● **Assignment**:
After finding the line containing "- merges cleanly" below, please output that line and each following one through the line containing "7/7 pass, and", exactly as written.

Recorded information Start Marker

PR #8352, opened 2026-06-19
Reconcile orphaned running agent status on read (ATLA-1225)

joe-nano:
## Thinking Path

> - Paperclip orchestrates AI agents for zero-human companies, and each agent carries a lifecycle `status` (`idle` / `running` / ...) used for scheduling and observability.
> - An agent is set `running` only while a heartbeat run backs the flag; the run-start path writes the `heartbeat_runs` row to `queued`/`running` *before* it flips `agents.status` to `running`.
> - When a backing run's process dies without finalizing the agent (box killed, crash), the flag is orphaned: `status === "running"` with no `queued`/`running` run anywhere in the company. Such agents look busy forever and are skipped by scheduling.
> - The first fix shipped an agent-driven reaper routine, but cross-agent `PATCH /api/agents/{id} {"status":"idle"}` is CEO-or-creator-only (403), so a CTO-run reaper can detect orphans but not reset them.
> - This pull request implements the durable fallback: reconcile the orphaned flag in the control-plane read path itself, so any agent read self-heals it.
> - The benefit is that no reaper routine and no privileged cross-agent PATCH are needed — the lifecycle layer keeps itself consistent, with an audit trail for every reconcile.

No public GitHub issue exists for this; per CONTRIBUTING.md path (B), the underlying problem is described here following `bug_report.yml`:

**What happened?** An agent's lifecycle `status` can be left stuck at `"running"` when the process backing its heartbeat run dies without finalizing (host killed, crash, OOM). The agent then looks busy forever: `GET /api/agents/{id}` and the company agent list keep reporting `running`, and scheduling skips the agent.

**Expected behavior:** An agent whose `running` flag has no backing `queued`/`running` heartbeat run should return to `idle`, with an audit record of the correction.

**Steps to reproduce:** 1) Start an agent run so `agents.status = 'running'`. 2) Kill the runner process so the run never finalizes (simulate a crashed box; the `heartbeat_runs` row is finalized by the reaper but the agent status flip is lost). 3) Observe the agent stays `running` indefinitely on every read; no code path ever resets it.

**Paperclip version or commit:** reproduced on `master` (also present in current `master` as of 05973b20).

**Deployment mode:** local_trusted (any mode is affected — the gap is in `agentService`, not deployment-specific).

**Agent adapter(s) involved:** any (adapter-independent; Claude Code in the reproduction).

**Why not an external-repair routine instead?** A privileged reaper agent needs cross-agent `PATCH /api/agents/{id}` (CEO-or-creator-only), which is a permission widening; self-healing on read keeps the lifecycle layer consistent without new privileges.

Duplicate search: no existing PR implements agent-status reconciliation. Closely related but distinct: #8535 (cleans up stale runtime *processes* on startup; does not touch the `agents.status` flag or the read path).

## What Changed

- `server/src/services/agents.ts`: added on-read reconciliation in the agent read/serialize path. `agentService.getById` and `agentService.list` now heal an orphaned `running` flag to `idle`, so `GET /api/agents/me`, `GET /api/agents/{id}`, and `GET /api/companies/{id}/agents` all self-heal.
- Reconciliation predicate: `status === "running"` AND zero backing runs (`queued`/`running`) for the agent company-wide AND the orphan has persisted past one reconciliation window since the flag was written (`updatedAt`), or the agent has never finished a heartbeat (`lastHeartbeatAt == null`).
- The heal `UPDATE` carries an atomic `NOT EXISTS (... queued/running runs ...)` guard, so a run that starts concurrently between the count and the write is never stomped.
- Emits one `agent.status.reconciled` audit row per reconcile via `logActivity`, capturing prior `status` / `currentRunId` (always null — runs live in `heartbeat_runs`) / `lastHeartbeatAt` and the timestamp.
- Exposed `reconcileOrphanedRunningStatus` on the service for direct testing.
- `server/src/__tests__/agent-status-reconciliation.test.ts`: new tests (heal + audit, backing-run guard, in-window race guard, first-run orphan, list path, and a regression for the two historical orphans).

## Verification

- `pnpm exec vitest run server/src/__tests__/agent-status-reconciliation.test.ts` → 7/7 pass.
- Regression of existing read-path suites is green: `agent-permissions-routes`, `agent-live-run-routes`, `monthly-spend-service`, `agent-shortname-collision` (69 tests total, all pass).
- `tsc --noEmit` for `@paperclipai/server` reports 0 errors.
- Manual reasoning for the race guard: run-start writes the `heartbeat_runs` row to `queued`/`running` before flipping `agents.status`, so a legitimately running or about-to-start agent always has a backing run and is never reconciled; the `NOT EXISTS` guard closes the count-then-write window.

## Risks

- Low risk. Behavior only changes for agents pinned `running` with genuinely no backing run; healthy agents short-circuit before any extra query (non-`running` agents do zero extra work).
- A write now occurs inside a read path, but only for true orphans (rare), and it is idempotent and atomically guarded.
- No schema/migration changes. No change to the run-level reaper (`reapOrphanedRuns`), which still handles process cleanup.

## Model Used

- Claude Opus 4.8 (Anthropic), model ID `claude-opus-4-8[1m]`, 1M-token context, extended reasoning + tool use (Claude Code agent harness).

## Checklist

- [ ] My branch name describes the change — note: the current branch name predates this checklist item; renaming the head branch would close this PR, so it stays. The branch name describes the change itself.
- [x] I have run tests locally and they pass (7/7 new tests; re-verified rebased onto `master` @ 05973b20)
- [x] I have updated relevant documentation to reflect my changes (N/A — no doc surface for this internal service behavior)
- [ ] All Paperclip CI gates are green (blocked: base branch is behind and CI does not run on a conflicting PR; rebase is ready and verified locally, pending fork sync)
- [ ] Greptile is 5/5 with no open P2s, recommendations, or follow-ups (summary posted; will address any findings)


joe-nano:
**Note on base / mergeability.** This branch is based on the fork's `master` (which is behind upstream), and upstream `master` has since landed a ~313-line refactor of `server/src/services/agents.ts` (`normalizeAgentRows` / `orgChainHealth` eligibility). GitHub therefore shows this PR as conflicting.

The conflict is mechanical. I have already produced and verified the rebased-onto-current-master version of this exact change:
- merges cleanly into current `master` (2 files, +302/-2, no conflicts),
- `tsc --noEmit` for `@paperclipai/server` clean (only pre-existing unbuilt-adapter resolution noise),
- new test `agent-status-reconciliation.test.ts` 7/7 pass, and the existing read-path suites (`agent-permissions-routes`, `agent-live-run-routes`, `monthly-spend-service`, `agent-shortname-collision`) stay green.

I could not push the up-to-date branch to the fork because syncing the fork to upstream is rejected with `refusing to allow an OAuth App to ... workflow ... without 'workflow' scope` (the run's `gh` OAuth token lacks `workflow` scope; no SSH key / PAT is available). Once the fork can be synced (a `workflow`-scoped credential), I will rebase onto current `master` and force-update this branch — no other changes. The canonical diff is also attached to the tracking issue ATLA-1225.

joe-nano:
Rebase re-verified against current `master` (05973b20, 2026-07-10): the change re-applies with one mechanical conflict in the `create` signature (upstream added `CreateAgentOptions`), all 7 new tests pass, and `tsc` reports no errors in the touched files. The push of the rebased head is still rejected by GitHub because this repo's history since the fork point touches `.github/workflows/agent-runtime-images.yml` and the authoring token lacks the `workflow` OAuth scope — the fork owner needs to click **Sync fork** (or push with a workflow-scoped credential), after which I will update this branch immediately. PR description updated per the checklist bot: inline issue description added and dedup search done (closest related PR is #8535, which cleans stale runtime processes, not the agent `status` flag).

joe-nano:
Rebased onto current `master` (`821573ed`) — **this PR is now mergeable**; it had been conflicting since master's org-chain-health changes landed in `server/src/services/agents.ts`.

The conflict was add/add: master added `toEligibilityAgent` / `normalizeAgentRows` / `listCompanyAgentRows` / `requireGetById` in the same region where this PR adds the reconciliation helpers. Resolution keeps both:

- `getById` — reconciles the hydrated row, then normalizes with `companyRows`
- `list` — reconciles hydrated rows, then `normalizeAgentRows(reconciled, allCompanyRows)`
- kept master's `create(…, options)` signature and built-in-metadata guard

The company rows used for org-chain-health are deliberately left unreconciled: `getAgentWorkEligibility` only reads `terminated`/`paused`/`pending_approval`, so running-vs-idle cannot affect it, and reconciling them would mean one write per agent on every list/get.

Net diff is unchanged in shape: **2 files, +301/−2**.

Verified locally on the merged tree (after `pnpm install --frozen-lockfile` to pick up the zod v4 bump):
- `server/src/__tests__/agent-status-reconciliation.test.ts` — 7/7 pass
- full `server/src/__tests__/agent*` sweep — **23 files, 306 tests, all pass**
- no typecheck errors in `server/src/services/agents.ts`

nickallevato:
We run this PR as a local patch on a production instance (together with fixes for the two Greptile P2s: one batched backing-run query for list reads, and one shared timestamp for the healed row and its audit record). Here is data from about five weeks, in case it helps review.

**The heal works, but most heals are false positives.** There were 83 `agent.status.reconciled` events. 73 of them happened less than 5 s after the run's terminal write. A read raced the normal `finalizeAgentStatus`, which runs later in `executeRun`. The cause: the grace window is measured from `agents.updatedAt`. `executeRun` sets that value when the run *starts*. So for any run longer than 60 s, a read in the short gap between the terminal run write and `finalizeAgentStatus` heals the agent. The outcome is the same (`idle`), but the audit log fills with noise.

Suggestion: base the grace on the agent's latest run instead. For example, skip the heal if a run for this agent has `finished_at > now() - 60s`.

Two smaller points:
- The heal publishes no `agent.status` live event, so open UIs do not update until a refetch.
- The heal writes during GET requests.

**The real source of orphans.** The other heals (8 of 8 genuine late heals) all came from one path. The recovery backstop ends a run that is still alive, and then the owner finalizer loses its compare-and-set and returns before `finalizeAgentStatus`. Details and a proposed fix are in #13631. With that fixed, this PR stays useful as defense in depth.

Recorded information End Marker

● **Problem solution**:
- merges cleanly into current `master` (2 files, +302/-2, no conflicts),
- `tsc --noEmit` for `@paperclipai/server` clean (only pre-existing unbuilt-adapter resolution noise),
- new test `agent-status-reconciliation.test.ts` 7/7 pass, and the existing read-path suites (`agent-permissions-routes`, `agent-live-run-routes`, `monthly-spend-service`, `agent-shortname-collision`) stay green.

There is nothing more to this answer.